He named W. Kenneth Ferree as president and chief executive officer of CPB. Ferree is a former official at the Federal Communications Commission who played "a significant role" in the failed effort to loosen rules to allow a few large companies to further consolidate the mass media by acquiring multiple outlets in the same local market and lifting caps on how many TV stations one company can own nationwide. Ferree is an especially odd choice to run CPB, given that he says he isn't "much of a TV consumer," doesn't "watch a lot of broadcast news," prefers People magazine to The NewsHour With Jim Lehrer, and doesn't listen to NPR because he commutes to work on his motorcycle. Farree explained why he won't install a radio: "y bikes are real cruisers. They're stripped down deliberately to look cool, and I don't want all that electronic gear."

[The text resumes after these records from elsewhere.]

PR #148, opened 2025-03-24
Convert to hatch

sgallagher:
If we wanted to switch to hatch[ling], this could be a start for that.

Note: this is quick-and-dirty and minimally-tested.


TomasTomecek (commented):
+1 to switch to hatch if it makes our packaging work easier

pyproject.toml
```diff
@@ -20,32 +17,38 @@ classifiers = [
...
+    "pydantic>=2.10.6, < 3.0.0",
+    "pyyaml>=6.0.2, <7.0.0",
+]
+
+[tool.hatch.envs.hatch-build]
+dependencies = [
+  "cython",
+]
+
+[projectscripts]
```
FrostyX, line 51: You are missing a dot here, should be `[project.scripts]`

pyproject.toml
```diff
@@ -20,32 +17,38 @@ classifiers = [
...
+
+dependencies = [
+    "requests>0.2.31",
+    "llama-cpp-python>0.2.56, !=0.2.86",
+    "drain3 >=0.9.11, < 1.0.0",
+    "huggingface-hub>0.23.2",
+    # rawhide has numpy 2, F40 and F41 are still on 1.26
+    # we need to support both versions
+    "numpy>=1.26.0",
+    "python-gitlab >=5.6.0, < 6.0.0",
```
FrostyX, line 30: In order to build for F41, we need to relax the dependency to `"python-gitlab >=4.10.0, < 6.0.0"`

pyproject.toml
```diff
@@ -20,32 +17,38 @@ classifiers = [
...
-[build-system]
-requires = ["poetry-core"]
-build-backend = "poetry.core.masonry.api"
 
-[tool.poetry.scripts]
+[project.optional-dependencies]
+server = [
+    "fastapi>=0.115.8, < 1.0.0",
+    "pydantic>=2.10.6, < 3.0.0",
+    "pyyaml>=6.0.2, <7.0.0",
```
FrostyX, line 43: In order to build for F41, we need to relax the dependency to `"pyyaml>=6.0.1, <7.0.0"`

FrostyX (commented):
Thank you for the change @sgallagher,
I tried to build an RPM package based around this change, and it worked fine (apart from a few minor hiccups that I am pointing out in my review)

The only reason why I wanted to stay with Poetry was that we already had it, so it was easier to keep it than getting rid of it. Since you already proposed this PR, it is +1 from me.

pyproject.toml
sgallagher: Whoops! Thanks for catching that.

sgallagher:
> Two things to point out.
> 
>     * I only tried building the package, not actually using it.

So, no different from anything that Google ships, then? (I'll see myself out)

>     * Please see `git grep poetry`. We also need to change all of those

Yeah, I'll take a look.

PR #149, opened 2025-03-24
Start logging to a file

FrostyX:
Fix LD-28

### DIFF
--- a/logdetective/server/models.py
+++ b/logdetective/server/models.py
@@ -1,3 +1,4 @@
+from logging import BASIC_FORMAT
 from typing import List, Dict, Optional
 from pydantic import BaseModel, Field
 
@@ -118,6 +119,25 @@ class GitLabConfig(BaseModel):
         self.max_artifact_size = int(data.get("max_artifact_size")) * 1024 * 1024
 
 
+class LogConfig(BaseModel):
+    """Logging configuration"""
+
+    name: str = "logdetective"
+    level: str | int = "INFO"
+    path: str | None = None
+    format: str = BASIC_FORMAT
+
+    def __init__(self, data: Optional[dict] = None):
+        super().__init__()
+        if data is None:
+            return
+
+        self.name = data.get("name", "logdetective")
+        self.level = data.get("level", "INFO").upper()
+        self.path = data.get("path")
+        self.format = data.get("format", BASIC_FORMAT)
+
+
 class GeneralConfig(BaseModel):
     """General config options for Log Detective"""
 
@@ -134,6 +154,7 @@ class GeneralConfig(BaseModel):
 class Config(BaseModel):
     """Model for configuration of logdetective server."""
 
+    log: LogConfig = LogConfig()
     inference: InferenceConfig = InferenceConfig()
     extractor: ExtractorConfig = ExtractorConfig()
     gitlab: GitLabConfig = GitLabConfig()
@@ -145,6 +166,7 @@ class Config(BaseModel):
         if data is None:
             return
 
+        self.log = LogConfig(data.get("log"))
         self.inference = InferenceConfig(data.get("inference"))
         self.extractor = ExtractorConfig(data.get("extractor"))
         self.gitlab = GitLabConfig(data.get("gitlab"))
--- a/logdetective/server/server.py
+++ b/logdetective/server/server.py
@@ -1,6 +1,5 @@
 import asyncio
 import json
-import logging
 import os
 import re
 import zipfile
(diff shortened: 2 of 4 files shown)


logdetective/server/server.py
```diff
@@ -48,6 +47,18 @@
 FAILURE_LOG_REGEX = re.compile(r"(\w*\.log)")
 
 
+if SERVER_CONFIG.log.path:
+    logging.basicConfig(
```
sgallagher, line 51: Using `logging.basicConfig()` means that we're setting the log configuration for ANYTHING that uses the python logging facility. That includes things like `requests` and `urllib3` at the low level. This can get a little noisy.

Can we restrict the logging setup to just the logger we're going to use?

logdetective/server/models.py
```diff
@@ -118,6 +119,37 @@ def __init__(self, data: Optional[dict] = None):
...
 
+LogLevel = Literal[
+    "CRITICAL",
+    "FATAL",
+    "ERROR",
+    "WARN",
+    "WARNING",
+    "INFO",
+    "DEBUG",
+    "NOTSET",
```
sgallagher, line 130: Is there a reason to redefine these rather than just use `logging.CRITICAL`, `logging.DEBUG`, etc?

When setting loglevel (either with `basicConfig()` or `logger.setlevel()`) we can just pass `levelstring.upper()` and it will be interpreted properly. What does this redefinition gain us?

FrostyX: The reason was to have a specific type here:

```python
class LogConfig(BaseModel):
    ...
    level: LogLevel = "INFO"
```

But if you want, we can drop the list and use:
```python
class LogConfig(BaseModel):
    ...
    level: str | int = "INFO"
```

logdetective/server/server.py
FrostyX: Good point, thank you.

FrostyX:
Updated, PTAL

sgallagher (approved):
LGTM :+1:

server/config.yml
```diff
@@ -1,3 +1,6 @@
+log:
+  level: "INFO"
+  path: "log/logdetective.log"
```
TomasTomecek, line 3: I'd argue to default to `/dev/stderr` given we are in the container world

What does everyone think?

TomasTomecek (commented):
Very nice work! But since we run in containers, I could not see a handler for stderr. To me it makes sense to log in both, actual file and stderr, but I personally value stderr the most.

sgallagher (changes requested):
Actually, one more thing: could you make `get_log()` into a singleton pattern?

I'd like to be able to call `LOG = get_log(SERVER_CONFIG)` from multiple python files and just have it return the log without reinitializing it.

server/config.yml
sgallagher: It's actually already logging to stdout and the logfile. See [utils.py](https://github.com/fedora-copr/logdetective/blob/043e108430a68ad82d558d0fde3801c24d3a0f7f/logdetective/server/utils.py#L29).

logdetective/server/utils.py
```diff
@@ -13,3 +14,26 @@ def load_server_config(path: str | None) -> Config:
...
+    stream_handler = logging.StreamHandler()
+    stream_handler.setFormatter(logging.Formatter(config.log.format))
+    log.addHandler(stream_handler)
+
+    # Log to file
+    if config.log.path:
+        file_handler = logging.FileHandler(config.log.path)
+        file_handler.setFormatter(logging.Formatter(config.log.format))
+        log.addHandler(file_handler)
+    return log
```
sgallagher, line 39:
```suggestion
def get_log(config: Config):
    """
    Initialize a logger for this server
    """
    log = logging.getLogger(config.log.name)
    if config.log.initialized:
        return log
    
    log.setLevel(config.log.level)

    # Drop the default handler, we will create it ourselves
    log.handlers = []

    # STDOUT
    stream_handler = logging.StreamHandler()
    stream_handler.setFormatter(logging.Formatter(config.log.format))
    log.addHandler(stream_handler)

    # Log to file
    if config.log.path:
        file_handler = logging.FileHandler(config.log.path)
        file_handler.setFormatter(logging.Formatter(config.log.format))
        log.addHandler(file_handler)

    config.log.initialized = True
    return log
```

logdetective/server/models.py
```diff
@@ -118,6 +119,25 @@ def __init__(self, data: Optional[dict] = None):
         self.max_artifact_size = int(data.get("max_artifact_size")) * 1024 * 1024
 
 
+class LogConfig(BaseModel):
+    """Logging configuration"""
+
+    name: str = "logdetective"
+    level: str | int = "INFO"
+    path: str | None = None
+    format: str = BASIC_FORMAT
```
sgallagher, line 128:
```suggestion
    name: str = "logdetective"
    level: str | int = "INFO"
    path: str | None = None
    format: str = BASIC_FORMAT
    initialized: bool = False
```

sgallagher (changes requested):
Adding a suggestion for a singleton pattern for `get_log()`.

jpodivin:
+1 on @sgallagher  recommendations

FrostyX:
I used the `.upper()` suggestion but I did the singleton pattern slightly differently without abusing `LogConfig`.

FrostyX:
I am merging so it gets to the new release. We can improve in a follow-up PR.

server/config.yml
TomasTomecek: oh, so it's extra; got confused, thanks for explanation!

Fortunately, some of our elected officials have taken action. Rep. John Dingell (D-MI), ranking Democrat on the House Commerce Committee, and Rep. David Obey (D-WI), ranking Democrat on the House Appropriations Committee, have written a letter to the Inspector General of the Corporation for Public Broadcasting demanding an investigation of recent actions by the CPB that may violate the Public Broadcasting Act. Dingell and Obey write: "Recent news reports suggesting that the CPB is increasingly making personnel and funding decisions on the basis of political ideology are extremely troubling."

We at Media Matters for America agree with Dingell and Obey. That is why we have begun our "Hands Off Public Broadcasting" campaign to monitor, analyze and fight back against efforts to turn PBS, NPR, and other public broadcasting outlets into yet another outlet for conservative misinformation.

We are asking for you to take action. Please contact your representatives and ask them to support Dingell and Obey's call for an investigation into Tomlinson's political pressure on PBS and NPR. Let your representatives know that you support quality programming and independent journalism at PBS.

We will be constantly monitoring this situation and calling for action when needed. Media Matters will keep you informed about the background of the key players, key issues, and key facts in this battle. We will also let you know about useful resources and about others doing work to help keep public broadcasting free of right-wing political interference. Please visit www.HandsOffPublicBroadcasting.org regularly for the latest information.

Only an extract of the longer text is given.